PR #4333, opened 2026-07-29
feat(bss-rate-provider): add FX rate-provider gear

bit4flip:
## Description

Adds the BSS **FX rate-provider adapter gear** — the missing implementation of the
ledger-owned `RateProviderV1` seam. Until now the ledger shipped only the consuming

☆ ☆ ☆ ☆ ☆

WORK ITEM | What is the number of lines in the data that hold the string "gear"? Answer with the number only.

SOLVED EXERCISE | 2